Arms and the boy, really. It's not that I have anything to add to the national debate about guns. It's just that sometimes I get nostalgic and want to set down some of the things I remember. And I remember guns. For example, the first thing I remember Santa bringing me was a toy M-1 rifle. I don't remember how old I was, but it was before we moved to town, so I must have been three or four. It's one of my earliest memories of my mother. She came into my room very early, before daylight, I think, and carried me into the little living room where we had the Christmas tree. She had long hair then and was wearing a long white cotton gown. It was like being carried by an angel, and there under the tree was the M-1. I thought that rifle was great, and I played with it for years afterward. So did my brother, later on, and some of the neighborhood kids. We played with it so much, in fact, that the barrel eventually fell off. We might have played with it even after that. It was all a long, long time ago.

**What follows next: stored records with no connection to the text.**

PR #2227, opened 2024-11-08
Use features that will be in Roda 3.86 to simplify app

jeremyevans:
This uses the new response.skip_content_security_policy! method and conditional_sessions plugin to reduce the amount of custom code.

I'm on the fence about whether we should merge this now, or wait until Roda 3.86.0 is released next week.


fdr:
How much conflict drag do you think there'd be? If more, I'd ship it, if less, I'd sit on it

jeremyevans:
I doubt this will conflict much.  I'll leave this here until Roda 3.86 is released, then update the Gemfile to use that.

fdr (approved):

PR #2229, opened 2024-11-08
Simplify Model inspect/to_s using Sequel 5.87 inspect_pk plugin

jeremyevans:


jeremyevans:
This no longer needs Gemfile changes, since we already updated the Gemfile in order to use the pg_schema_caching extension.

enescakir (approved):

PR #2232, opened 2024-11-08
Refactor Authorization.matched_policies

jeremyevans:
This series of commits will make it easier for us to support api key specific access policies.  It changes the SQL-based query to a Sequel-based query, and then speeds up other methods by calling dataset methods, instead of calling methods on array returned by `matched_policies`.

### DIFF
--- a/lib/authorization.rb
+++ b/lib/authorization.rb
@@ -22,11 +22,11 @@ module Authorization
   end
 
   def self.authorized_resources_dataset(subject_id, actions)
-    matched_policies_dataset(subject_id, actions).select(:tagged_id)
+    matched_policies_dataset(subject_id, actions).select(Sequel[:applied_tag][:tagged_id])
   end
 
   def self.authorized_resources(subject_id, actions)
-    matched_policies_dataset(subject_id, actions).select_map(:tagged_id)
+    matched_policies_dataset(subject_id, actions).select_map(Sequel[:applied_tag][:tagged_id])
   end
 
   def self.expand_actions(actions)
@@ -40,19 +40,17 @@ module Authorization
   end
 
   def self.matched_policies_dataset(subject_id, actions = nil, object_id = nil)
-    subject_dataset = DB[:access_tag]
-      .select(:project_id)
-      .join(:applied_tag, access_tag_id: :id)
-      .where(tagged_id: subject_id)
-      .where(Sequel.pg_jsonb_op(:subjects).has_key?(Sequel[:access_tag][:name]))
-
     dataset = DB.from { access_policy.as(:acl) }
-      .select(:tagged_id, :tagged_table, :subjects, :actions, :objects)
+      .select(Sequel[:applied_tag][:tagged_id], Sequel[:applied_tag][:tagged_table], :subjects, :actions, :objects)
       .cross_join(Sequel.pg_jsonb_op(Sequel[:acl][:body])["acls"].to_recordset.as(:items, [:subjects, :actions, :objects].map { |c| Sequel.lit("#{c} JSONB") }))
-      .join(:access_tag, project_id: Sequel[:acl][:project_id])
+      .join(:access_tag, project_id: Sequel[:acl][:project_id]) do
+        Sequel.pg_jsonb_op(:objects).has_key?(Sequel[:access_tag][:name])
+      end
       .join(:applied_tag, access_tag_id: :id)
-      .where(Sequel.pg_jsonb_op(:objects).has_key?(Sequel[:access_tag][:name]))
-      .where(Sequel[:acl][:project_id] => subject_dataset)
+      .join(:access_tag, {project_id: Sequel[:acl][:project_id]}, table_alias: :subject_access_tag) do
+        Sequel.pg_jsonb_op(:subjects).has_key?(Sequel[:subject_access_tag][:name])
+      end
+      .join(:applied_tag, {access_tag_id: :id, tagged_id: subject_id}, table_alias: :subject_applied_tag)
 
     if object_id
       begin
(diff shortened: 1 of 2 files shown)


furkansahin (approved):
I guess one dis/advantage of having a team of SQL brainers is that we use pure SQL just because it's easier :D

jeremyevans:
One thing I couldn't test in this commit is whether PostgreSQL was able to optimize the subquery to the same extent it was able to optimize the join.  What's the best way to test that?  Do we have a database similar to the production one that I could run some EXPLAIN ANALYZE on to compare the two approaches?  Is this something I should be worrying about currently?

jeremyevans:
Sorry to ask for another review for this.  I gave it some more thought, and couldn't convince myself that PostgreSQL would optimize the correlated subquery correctly.  The most recent switches to a pure-JOIN approach that is more similar to the original SQL query.  This approach should be easy to expand to authorize multiple subject access in a single query, using 2 joins per subject.  That's how I plan to handle authorization for personal access tokens (which must authorize both the account access and the token access).

fdr:
@jeremyevans I clicked the little spinny button next to furkan's face in the review section to change the review state for him. I'm not sure if he surveys a review query as I do (maybe he stays on top of all his email), but that's how I check [my queue](https://github.com/pulls?q=is%3Aopen+is%3Apr+review-requested%3Afdr+archived%3Afalse+user%3Aubicloud)

fdr (commented):
this transliteration is a bit brutal and obscures quite a bit IMO, but I can appreciate the increased compositional power of sequel objects, I just wonder if they are necessary at every internal level, rather than manipulating key queries in chunks. I kinda wonder if raw SQL + subquery wrapping would wind up nicer. But, all fine to me...I'll defer to @enescakir

furkansahin (approved):
Thank you!

lib/authorization.rb
```diff
@@ -38,10 +38,14 @@ def self.expand_actions(actions)
   def self.matched_policies(subject_id, actions = nil, object_id = nil)
     object_filter = if object_id
       begin
-        Sequel.lit("AND object_applied_tags.tagged_id = ?", UBID.parse(object_id).to_uuid)
+        ubid = UBID.parse(object_id)
       rescue UBIDParseError
-        Sequel.lit("AND object_applied_tags.tagged_id = ?", object_id)
+        # nothing
+      else
```
enescakir, line 60: I didn't know we could add an `else` clause to `rescue`. Cool!

lib/authorization.rb
```diff
@@ -58,14 +58,13 @@ def self.matched_policies(subject_id, actions = nil, object_id = nil)
 
     DB[<<~SQL, {subject_id: subject_id, actions_filter: actions_filter, object_filter: object_filter}].all
       SELECT object_applied_tags.tagged_id, object_applied_tags.tagged_table, subjects, actions, objects
-      FROM accounts AS subject
-        JOIN applied_tag AS subject_applied_tags ON subject.id = subject_applied_tags.tagged_id
+      FROM applied_tag AS subject_applied_tags
```
enescakir: Good improvements. The initial idea was using more resources as subject. API tokens are good example. Additionally, you can authorize virtual machines to access other resources on AWS, which is something we might consider doing in the future.

lib/authorization.rb
```diff
@@ -109,7 +113,7 @@ def authorized(subject_id, actions)
       # We need to determine table of id explicitly.
       # @opts is the hash of options for this dataset, and introduced at Sequel::Dataset.
       from = @opts[:from].first
-      where { {Sequel[from][:id] => Authorization.authorized_resources(subject_id, actions)} }
+      where { {Sequel[from][:id] => Authorization.authorized_resources_dataset(subject_id, actions)} }
```
enescakir, line 114: Less query count 🎉

lib/authorization.rb
```diff
@@ -18,7 +18,7 @@ def self.authorize(subject_id, actions, object_id)
   end
 
   def self.all_permissions(subject_id, object_id)
-    matched_policies(subject_id, nil, object_id).flat_map { _1[:actions] }
+    matched_policies_dataset(subject_id, nil, object_id).select_map(:actions).tap(&:flatten!)
```
enescakir, line 21: I didn't understand why `.tap(&:flatten!)` is used instead of simply `.flatten`

lib/authorization.rb
```diff
@@ -22,11 +22,11 @@ def self.all_permissions(subject_id, object_id)
   end
 
   def self.authorized_resources_dataset(subject_id, actions)
-    matched_policies_dataset(subject_id, actions).select(:tagged_id)
+    matched_policies_dataset(subject_id, actions).select(Sequel[:applied_tag][:tagged_id])
   end
 
   def self.authorized_resources(subject_id, actions)
-    matched_policies_dataset(subject_id, actions).select_map(:tagged_id)
+    matched_policies_dataset(subject_id, actions).select_map(Sequel[:applied_tag][:tagged_id])
```
enescakir, line 29: Can `authorized_resources` use `authorized_resources_datase` like `authorized_resources_dataset(subject_id, actions).all`?

enescakir (approved):
There are numerous improvements, but no changes required to the tests 😎  It's good to see that these modifications don't affect any high-level thing.

lib/authorization.rb
jeremyevans: `flatten` allocates an array, while `flatten!` modifies the receiver.  However, `flatten!` returns nil if there are no changes, so you can combine with to get the `flatten` behavior of always returning the array, but without the allocation.

lib/authorization.rb
jeremyevans: You want it to return an array of values, not a hash.  You could use `authorized_resources_dataset(subject_id, actions).map(:tagged_id)`, but this approach is more efficient as it avoids a dataset allocation, and `select_map` is better optimized than `map` in sequel_pg.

We loved to play with toy guns. We all had them, my sister included, as you can see in the photo. I'm on the left, with my brother between me and my sister. The kid from across the street is on the right. His name was John Roy Truelove, and he had guns, too. We could play for hours, shooting each other with cap pistols. What the photo doesn't show is my very favorite gun, which was a cast aluminum Luger. It had no moving parts, but I thought it was swell. I must have gotten it about the time I got the M-1. Long gone, however, with all the rest of the arsenal. It looked just like this one.
Later on, when we moved from the first house in town to the one I associate most with my life in Mexia, Texas, my brother and I shared a room. There was no closet in the room, and our clothes and shoes were all in a little armoire. Together we probably had four pairs of jeans and six or eight shirts. Well, we had some underwear and socks, too. That was it.
Besides the armoire, two twin beds, and a desk, the room had an open gun cabinet that held a couple of .22 rifles, maybe three. Two shotguns, and automatic and a double-barrel. Later on a couple of deer rifles. Ammo was right there in the cabinet behind a couple of little doors in the bottom. Shotgun shells and .22 cartridges: shorts, longs, and long rifles.
We never thought a thing about any of that. That's just the way things were. Our parents told us never to play with the guns, so we didn't. We were allowed to handle them, but we were cautioned never to point them at anyone. "There's no such thing as an unloaded gun," we were told.
Comic books and movies with guns? Oh, yeah. Hardly a Saturday afternoon passed that I wasn't at the double-feature cowboy show at the Palace Theater. Some kids even brought their cap pistols to the show. And a lot of the stars had comic books that I read: Monte Hale, Roy Rogers, Rocky Lane. Add to that the Lone Ranger and Kid Colt. Probably others. Lots of gunplay in all of them, though I remember that the Lone Ranger never killed anybody. Maybe the others didn't, either.
When I was a teenager, I stopped going to the matinees, but nobody thought anything of it if I said I'd like to take the .22 on Saturday and hunt armadillos or that I'd like to take the shotgun and go dove hunting. If we didn't have enough shells, I could go down to Western Auto, walk in, and buy a box. I could drive by and pick up a couple of friends with their shotguns, and off we'd go.
That's really all there was to it. I never developed a lasting affection for guns, and I haven't owned one since I was a kid. One of the .22s was mine, and I gave it to my brother when our parents died. He's the family gun collector, and he always liked hunting more than I did. I never cared for it, myself, and my dove hunting expeditions were few. Never went deer hunting at all, though my brother and father did for a lot of years.
That's my history with guns.
3 comments:
When I was five or six, I got a Mattel Snub-nose .38 (with a cool shoulder holster!) from Santa. I played with it until I lost the plastic bullets. When I was in ROTC, I was on the Rifle Team where I fired a .22 in target competition. That's pretty much my history with guns.
My mother was one of those people who feared guns so we never had any in the house, including BB guns. I'd put my eye out. I had a cap gun and for a time brought it to school, as did some of the other boys.
I fired my first rifle when I was 12--a .22 a neighborhood kid owned. A few years later my cousin would steal his father's 20-gauge and we'd go out and kill rabbits, squirrels, and chipmunks.
I fired a variety of guns in the Army: M-14, M-16, grenade launcher, and machine gun. Also a bazooka.
When I moved to Washington in '78 and was here a few years I took up hunting. I acquired a 30-30 carbine, a 30-06 deer rifle, a .44 magnum revolver, a 20-gauge shotgun, a .22 revolver, a .22 rifle, and a .38 Special revolver. I sold several of them and stopped hunting when it became too much trouble to hike all over creation dragging a dead deer.
I also have a concealed weapon permit and sometime I carry my .38, but not often.
I forgot to mention the BB gun. I had one, all right a Red Ryder pump model. Long gone, of course, like the cap pistols.